START The data
PR #1894, opened 2022-01-21
Treasury balance updates

chappjc:
**db**: fix treasury spend tally amount

This fixes the treasury spend sum that uses a postgresql query.

This also renames the TGenCount and TGen fields of the
dbtypes.TreasuryBalance struct to TBaseCount and TBase.
The bins of the balance correspond to the treasury types: treasury
adds, spends, bases.  The "tgen" wording confuses this categorization
with output types, where TGEN is the opcode in the outputs of a
treasury spend, while the opcodes in the outputs of a both treasury add
and treasurybase txns are TADD.
Note that when rows are inserted into the treasury table, they are are
currently the change to the treasury and the txn type.

This adds Height and MaturityHeight to the TreasuryBalance struct.

**api:** add /api/treasury/balance


chappjc:
On tip.dcrdata.org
END The data
The lines to write out run from the one with "dbtypes.TreasuryBalance struct to" through the end of the records. Give them exactly, and only them.

dbtypes.TreasuryBalance struct to TBaseCount and TBase.
The bins of the balance correspond to the treasury types: treasury
adds, spends, bases.  The "tgen" wording confuses this categorization
with output types, where TGEN is the opcode in the outputs of a
treasury spend, while the opcodes in the outputs of a both treasury add
and treasurybase txns are TADD.
Note that when rows are inserted into the treasury table, they are are
currently the change to the treasury and the txn type.

This adds Height and MaturityHeight to the TreasuryBalance struct.

**api:** add /api/treasury/balance


chappjc:
On tip.dcrdata.org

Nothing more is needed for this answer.